= Jonathan Fielden =

Struck off British doctor

Jonathan Mark Fielden (born 9 September 1963) was an anaesthetics and intensive care consultant. He was a former medical director of University College London Hospitals NHS Foundation Trust and former Director of Specialised Commissioning NHS England.

His first consultant post was at Royal Berkshire NHS Foundation Trust in anaesthesia and intensive care medicine. He was chairman (2006–2009) of the Central Consultants and Specialists Committee of the British Medical Association, and the secondary care specialist on the governing body of Aylesbury Vale Clinical Commissioning Group.

Fielden chaired the CQC team which assessed Hinchingbrooke Hospital ran by Circle Health Ltd (the first privately managed NHS hospital) as "inadequate" leading to the trust being put into special measures in 2014. He was appointed director of specialised commissioning at NHS England in October 2015. Subsequently, he was reckoned by the Health Service Journal to be the 49th most influential person in the English NHS in 2015.

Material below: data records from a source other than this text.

PR #602, opened 2021-04-30
gapic: gen mixins based on http rules

### LINKED ISSUE #598: gapic: mixin http annotations should be pulled from the service config
The `google.api.http` annotations for mixin APIs should be extracted from the Service config and injected into the `MethodOptions` on the mixin RPCs. This ensure that the (re)gapic implementations are referencing the proper HTTP annotations for request header injection and URI creation.

noahdietz:
The main change in this PR is the use of the `http.rules` section to determine which mixin RPCs should be generated. Only those with such a binding will be generated. This is primarily because not every service implements all of the RPCs for a given mixin. The `http.rules` are the best indicator of this. Furthermore, those methods to generate will be overwritten with the `google.api.http` binding defined in the corresponding `http.rules` item. This way, the hosting service's http bindings are used for REGAPIC and header injection. 

This change also references the Service config's `documentation.rules` for method-level docs for the mixins. Absent those, a generic comment is added. 

Some refactoring of the mixin code is also done, in order to keep mixin logic inside of `mixins.go` and simplify call-sites elsewhere in the generator.

Fixes #598

### DIFF
--- a/internal/gengapic/mixins.go
+++ b/internal/gengapic/mixins.go
@@ -214,6 +214,7 @@ func (g *generator) checkIAMPolicyOverrides(servs []*descriptor.ServiceDescripto
 		for _, iamMethod := range iam {
 			if hasMethod(s, iamMethod.GetName()) {
 				g.hasIAMPolicyOverrides = true
+				return
 			}
 		}
 	}
--- a/internal/gengapic/mixins.go
+++ b/internal/gengapic/mixins.go
@@ -15,7 +15,13 @@
 package gengapic
 
 import (
+	"fmt"
+	"log"
+
+	"github.com/golang/protobuf/proto"
 	"github.com/golang/protobuf/protoc-gen-go/descriptor"
+	"github.com/googleapis/gapic-generator-go/internal/pbinfo"
+	"google.golang.org/genproto/googleapis/api/annotations"
 	"google.golang.org/genproto/googleapis/cloud/location"
 	iam "google.golang.org/genproto/googleapis/iam/v1"
 	"google.golang.org/genproto/googleapis/longrunning"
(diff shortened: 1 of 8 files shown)


internal/gengapic/mixins.go
```diff
@@ -56,65 +119,102 @@ func (g *generator) getMixinFiles() []*descriptor.FileDescriptorProto {
...
+func (g *generator) checkIAMPolicyOverrides(servs []*descriptor.ServiceDescriptorProto) {
+	iam, hasMixin := g.mixins["google.iam.v1.IAMPolicy"]
+	if !hasMixin {
+		return
+	}
+
+	for _, s := range servs {
+		for _, iamMethod := range iam {
+			if hasMethod(s, iamMethod.GetName()) {
+				g.hasIAMPolicyOverrides = true
```
software-dov, line 216: Nit: we could return after after setting the value.

internal/gengapic/mixins.go
```diff
@@ -56,65 +119,102 @@ func (g *generator) getMixinFiles() []*descriptor.FileDescriptorProto {
...
+		methods = append(methods, g.mixins["google.cloud.location.Locations"]...)
 	}
 	if g.hasIAMPolicyMixin() {
-		methods = append(methods, getIAMPolicyMethods()...)
+		methods = append(methods, g.mixins["google.iam.v1.IAMPolicy"]...)
 	}
 	if g.hasLROMixin() {
-		methods = append(methods, getOperationsMethods()...)
+		methods = append(methods, g.mixins["google.longrunning.Operations"]...)
 	}
```
software-dov, line 134: IIUC, this can be cleaned up somewhat.
```
for _, mixin_methods := range g.mixins {
    methods = append(methods, mixin_methods)
}
```

internal/gengapic/mixins.go
```diff
@@ -40,14 +46,71 @@ func init() {
...
+				// Set a default comment in case the Service does not have a DocumentationRule for it.
+				// Exclude the leading method name because methodDoc adds automatically.
+				g.comments[method] = fmt.Sprintf("is a utility method from %s.%s.", file.GetPackage(), service.GetName())
+			}
+		}
+	}
+
+	// Overwrite the google.api.http annotations with bindings from the Service config.
+	for _, rule := range g.serviceConfig.GetHttp().GetRules() {
+		m, match := methods[rule.GetSelector()]
```
software-dov, line 88: Are we guaranteed to have each mixin mentioned at most once in the http rules?

software-dov (commented):
Looks good, just some questions and a few nits.

internal/gengapic/mixins.go
noahdietz: Well, it is referenced in multiple places, and I don't want to have to execute this method multiple times (mainly because its best to do it with the full list of Services-to-generate, which isn't available in the scope of other call sites) so I saved the state in the generator its called with. Seems simpler that way.

internal/gengapic/mixins.go
noahdietz: Almost. Some of the `has` methods have logic in there to prevent the mixin from being generated in the event that 1. the API already overrides some mixin methods 2. the Service-to-generate is the mixin service itself (e.g. generating a client for Operations). 

I could look at pushing that logic into the initialization section though. I will take a look.

internal/gengapic/mixins.go
noahdietz: > Are we guaranteed to have each mixin mentioned at most once in the http rules?

Not sure I follow. Each mixin _method_? Yes, because it would have `additional_bindings` if a single method were going to have multiple `google.api.http` bindings. They would be collated into one rule by api_publish.

internal/gengapic/mixins.go
software-dov: Good to know about the `has` methods. Don't worry about it if it's a hassle; I just saw a potentially easy transform and thought "why not?"

internal/gengapic/mixins.go
software-dov: Yes, I agree; I'm saying that we can short circuit the loop and end if we set `hasIAMPolicyOverrides` to true because it's a single, sticky value.

noahdietz: Oh I totally misread your comment. yes, good catch! Thanks

internal/gengapic/mixins.go
noahdietz: It's a good idea. I'm going to punt on this for now, but I have an idea on how it could be improved. Just requires some plumbing and I'd like to separate it out.

internal/gengapic/mixins.go
software-dov: Okay, that answers my question.

software-dov (approved):

codyoss (approved):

Fielden was arrested in December 2016 on suspicion of voyeurism. He was suspended by the General Medical Council in January 2017. Fielden was convicted of this offence in June 2019 and given a suspended prison sentence. He was erased from the register - "struck off" - by the MPTS in January 2020.

==Personal life==
Fielden's early education was at the private Bedford School in Bedford and completed his medical degree at the University of Bristol. He married Christine Mundin, head of media at the British Medical Association in 2010 and divorced in 2019.